I myself will admit this is an exaggeration; however, one cannot deny there is a strong disconnect between Italy and how it is perceived by the rest of the world. Beneath the veneer of a rich history of cultural innovation lies a society dangerously steadfast in their old-fashioned ways, in that seductively passionate Italian way. Indeed, like painted travel posters from the 1950s, the hilltop villages we visited were sun-drenched in colour, as if nothing had changed in the past seventy years, with gorgeous, uninterrupted mediaeval infrastructure, vespas scattered across the streets, and the occasional old man sat on a plastic chair outside his front door, sunbathing with a cigarette.

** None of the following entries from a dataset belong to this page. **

PR #2489, opened 2024-10-18
makes OIDC issuer dynamic based on xweb bind point address

andrewpmartinez:
This makes each OIDC API exposure use its xweb bind point address as the hostname of the issuer rather than defaulting to the `edge.api.address` configuration value. The result is that the bind point address will be used in the well-known OIDC configuration.

### DIFF
--- a/controller/oidc_auth/provider.go
+++ b/controller/oidc_auth/provider.go
@@ -33,35 +33,58 @@ func NewNativeOnlyOP(ctx context.Context, env model.Env, config Config) (http.Ha
 	cert, kid, method := env.GetServerCert()
 	config.Storage = NewStorage(kid, cert.Leaf.PublicKey, cert.PrivateKey, method, &config, env)
 
-	oidcHandler, err := newHttpRouter(ctx, config)
+	handlers := map[string]http.Handler{}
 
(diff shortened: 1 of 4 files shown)


controller/oidc_auth/provider.go
```diff
@@ -33,35 +33,58 @@ func NewNativeOnlyOP(ctx context.Context, env model.Env, config Config) (http.Ha
...
 
-	oidcHandler, err := newHttpRouter(ctx, config)
+	handlers := map[string]http.Handler{}
 
-	openzitiClient := NativeClient(common.ClaimClientIdOpenZiti, config.RedirectURIs, config.PostLogoutURIs)
-	openzitiClient.idTokenDuration = config.IdTokenDuration
-	openzitiClient.loginURL = newLoginResolver(config.Storage)
-	config.Storage.AddClient(openzitiClient)
+	for _, issuer := range config.Issuers {
+		issuerUrl := "https://" + issuer + "/oidc"
```
dovholuknf, line 39: should this test for HasPrefix https:// to be friendly? or nah?

dovholuknf (approved):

This devotion to the romantic, Italian image and lifestyle appears to be the region’s very downfall. Central Italy has been wracked with earthquakes over the past few years, and the ancient buildings making up the communes seemed to have suffered severely. Everywhere we went we saw strange metal pylons propped up against buildings, which seemed to sag around them, almost bulging out. Upon asking some locals why the structures were there, they simply replied that no-one had done anything about the damage, and nor did they intend to. The extreme devotion to history was made abundantly clear as we explored, with mediaeval family crests still in place above the doorways of houses in one village. In another, one could look through the open windows of houses to see sparsely furnished flats with faded and cracked baroque ornamentation splashed across the walls and ceilings in what seemed like a crazy juxtaposition of worlds.
(The castelli di Carpigniano)
( A street in Tolentino – from castle ruins in the countryside, to major towns and cities, the effects of the earthquakes are visible across Tolentino)
Whilst this part of Italy is beautiful and untouched by tourism, it is also slowly falling apart for that very same reason. If it only had the economy it deserved, perhaps it might be able to survive, and so I implore you to take your bubble to Le Marche, drink some wine, eat some truffles, and appreciate this beautiful, isolated part of the country whilst you still can.